The policy, introduced by Conservative chancellor George Osborne, means parents can only claim universal credit or tax credits for their first two children.

It applies to third or subsequent children born after 6 April 2017.

A total of 1.6 million children are in larger families which cannot claim these means-tested benefits as a result.

If the cap had not been introduced, affected families could have received an average of £4,400 in benefit entitlements a year, according to the Institute for Fiscal Studies (IFS) think tank. It estimates that the policy has saved the Treasury about £3.6bn a year.

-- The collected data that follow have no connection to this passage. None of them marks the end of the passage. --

PR #1421, opened 2019-12-23
chore: Add .editorconfig

MOZGIII:
Set some common grounds for the file styling rules.
See https://editorconfig.org.

So far only rust (`.rs`) rules are added, we can add more (i.e. `.sh`, `.md`) as we see fit.

### DIFF
--- a/.editorconfig
+++ b/.editorconfig
@@ -1,0 +1,14 @@
+# http://editorconfig.org
+root = true
+
+[*]
+indent_style = space
+indent_size = 2
+end_of_line = lf
+charset = utf-8
+trim_trailing_whitespace = true
+insert_final_newline = true
+
+[*.rs]
+indent_style = space
+indent_size = 4


.editorconfig
```diff
@@ -0,0 +1,14 @@
+# http://editorconfig.org
+root = true
+
+[*]
+indent_style = space
+indent_size = 2
+end_of_line = lf
+charset = utf-8
+trim_trailing_whitespace = true
+insert_final_newline = true
```
a-rodin: I think this is not true for most of our scripts, as they don't contain final newline.

a-rodin:
Thanks for submitting this!

I like the idea, but have a few thoughts:

* For Rust code the style is enforced by the `check-fmt` CI test. In order to pass this test, one typically has to run `cargo fmt` (either manually or automatically via the editor integration).
* The rules used by `cargo fmt` include not only indentation style and tab size, but also some more complex rules related to line breaking, so they are hard to be met manually without `cargo fmt` in any case.
* Also, for Rust there are standard indentation rules (used by `cargo fmt` by default), which are typically set for Rust code by most of the editors automatically by default.

So it seems like for `.rs` source files the lack of style consistency is already not an issue.

For other filetypes, such as `.sh` or `.rb` it is more interesting, but I have feeling that it might be more consistent with the rest of the project to employ the same approach as with the Rust code, e.g. to start from introducing a CI check for validating the style of these files, rather than from the editor support. This is because `.editorconfig` support is opt-in (not all contributors might be using an editor supporting it), while CI check would be mandatory for all new contributions.

MOZGIII:
You're absolutely right about the `.editorconfig` being opt-in. It's possible to introduce the editor config configuration gradually - i.e. we could merge it in first, and then gradually add the customization together with the changes.

This might be a problematic approach though:

- If we introduce a CI check, we'll immediately get it failing, because currently, the files do not comply with the rules (for example scripts currently use 4 spaces, but the config would require 2 spaces).

- When editing a non-complicit file, if the config is picked up by the editor it may cause annoyance if the file in the repo is not formatted according to the config.

To sum up, it's not a good idea to incrementally add the settings as I proposed initially, so I'm now for adding the configuration fully and CI check before the merge.

I can take care of adding the CI check, and look into all the files in the repo and roll out the initial complete config proposal, however, it's a bigger chunk of work I initially anticipated.

I'll have to get approval before I can continue with this.

LucioFranco:
Maybe I'm missing something but what benefit do we get out of this for rust files that `cargo fmt` can't handle?

.editorconfig
MOZGIII: This can be a source of all sorts of weirdnesses. According to the POSIX line definition, every line must have a newline at the end - final newline is no exception.
See 
https://stackoverflow.com/questions/729692/why-should-text-files-end-with-a-newline
It's kind of especially important for the scripts since they are the most affected by portability issues. Realistically, even in 2019 we can still stumble upon a problematic interaction with improperly terminated files.
Good thing we can easily fix and enforce this with editor config.

MOZGIII:
`cargo fmt` solves the formatting of the rust code entirely, but we need this to enforce basic formatting rules for everything else.

```editorconfig
[*]
indent_style = space
indent_size = 2
end_of_line = lf
charset = utf-8
trim_trailing_whitespace = true
insert_final_newline = true
```

These are pretty much the default settings one would use for a file. Ruby and JavaScript standard styling rules match these settings for example.

I added special case for Rust since it uses a different styling settings by default, but it is still true that `rustfmt` "own" the styling rules. I just made editor config ruleset compatible.

MOZGIII:
The main need for this configuration is for non-rust files. It's a pretty decent and simple way to take care of the non-essential styling rules (i.e. styling for the non-main-language file of the project). I realized this project doesn't have the editor config when I was adding the script (`signoff-git-hook.sh`). I did a quick overview of the non-rust files and found a lot of issues that are solved by just using editor config - EOFs, trailing whitespaces and so on, inconsistent spacing.

I'm not too sensitive about those things, but I think it'd be valuable to cover what's not covered by `cargo fmt`.

a-rodin:
> I can take care of adding the CI check, and look into all the files in the repo and roll out the initial complete config proposal, however, it's a bigger chunk of work I initially anticipated.

I agree that this a big chunk of work, and I didn't mean that it have to be a part of this PR. If we want to proceed with this idea, first of all we probably need to extract this into a separate issue to discuss it there and agree about the tools and desired styles for use in such CI check. I've opened issue https://github.com/timberio/vector/issues/1423 for this.

> I did a quick overview of the non-rust files and found a lot of issues that are solved by just using editor config - EOFs, trailing whitespaces and so on, inconsistent spacing.

I agree that it would be better if it was consistent, but the opt-in nature of `.editorconfig` still leaves room for such inconsistencies, especially as they are already there.

Also, officially adopting `.editorconfig` would mean that we would need to put a requirement to use it for new contributors in our contribution guidelines, which requires installation of additional third-party plugins for most of the popular editors. I think such requirement might be too much of a burden which might detract some of potential contributions, that's why I'm not very enthusiastic about it. On the other hand, if we don't put requirement to install and use plugins for `.editorconfig` in our contribution guidelines, than what would be the point for using it at all?

MOZGIII:
Well, for users that have editor config plugin installed it will make a difference, and those who don't have it installed are probably not losing anything. Adding `.editorconfig` without enforcing it via CI might still be a good idea after all. It's better than nothing.
Since it's very wide-spread at this point, I'd say it's reasonable to add it even if we don't enforce it. It's used in that fashion in some of the rust core projects, [`miri`](https://github.com/rust-lang/miri/blob/master/.editorconfig) and [`clippy`](https://github.com/rust-lang/rust-clippy) for instance:.

.editorconfig
a-rodin: > It's kind of especially important for the scripts since they are the most affected by portability issues.

Note that most of our shell scripts depend on `bash` shell (as specified in the first line of each script), so they are already not POSIX-portable. `bash` handles scripts without newline in the end without issues, at least the scripts that we use.

I'm not saying that I'm against adding the newline in the end of each shell script, but I think it might make sense to discuss this separately beforehand, as part of https://github.com/timberio/vector/issues/1423 or as a separate issue. And if a decision is made on this, it should be enforced by a CI check.

a-rodin:
It looks like GitHub web editor supports `.editorconfig` file, so using it could make it easier to contribute to the repository from the browser.

MOZGIII:
I suggest we use this for proper linting: https://github.com/jedmao/eclint (used this one before, it works great).
Alternatively, this: https://github.com/editorconfig-checker/editorconfig-checker

a-rodin:
@MOZGIII This would further increase number of development dependencies, thus making it harder for new contributors to be able to run the checks locally.

MOZGIII:
True. Maybe we can just use it in CI, as a non- failing check?

a-rodin:
@MOZGIII A non-failing check would require manual inspection of its results, so the automation would be not complete and it would be easy to forget about it.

What changed in the Budget?

Ahead of the Budget, the chancellor told the BBC it was not right that children in bigger families were "penalised" through "no fault of their own".

She has now announced that the cap will be scrapped altogether from April 2026.

In 2029-30 an estimated 560,000 families will see an increase in universal credit averaging £5,310 per year.

The government says this measure will lift 450,000 children out of poverty.

Removing the cap will cost £2.3bn in 2026-27 and £3bn in 2029-30, according to the Office for Budget Responsibility.

Are there exceptions to the cap?

If you have, for example, four children born before 6 April 2017, then you will still receive additional payments. That relates to children aged under 16, or young people aged under 20 who are in full-time education or training.

If a parent, or parents, have one child, and the next are twins or triplets, then a claim can be made for all these children.

Claims can also be made if children are born after rape, or from a coercive relationship. Payments can also go to children who are adopted, in your care rather than local authority care, or are a child of your child.

Why was the cap criticised?

More than 100 charities had written to the chancellor to call for the two-child limit to be scrapped.

A host of backbench Labour MPs also wanted the chancellor to scrap it, arguing that it would bring hundreds of thousands of children out of poverty.

The Conservatives supported the cap, saying it made the system fairer, and meant parents on benefits face the same financial choices as parents who fund themselves solely through work.

So the cap has nothing to do with child benefit?

Correct. There is often a misconception that the two-child limit affects the payment of child benefit, because it is called the two-child benefit cap.

So, take a breath between "two-child" and "benefit".

This policy is specifically directed at universal credit and tax credits, not child benefit.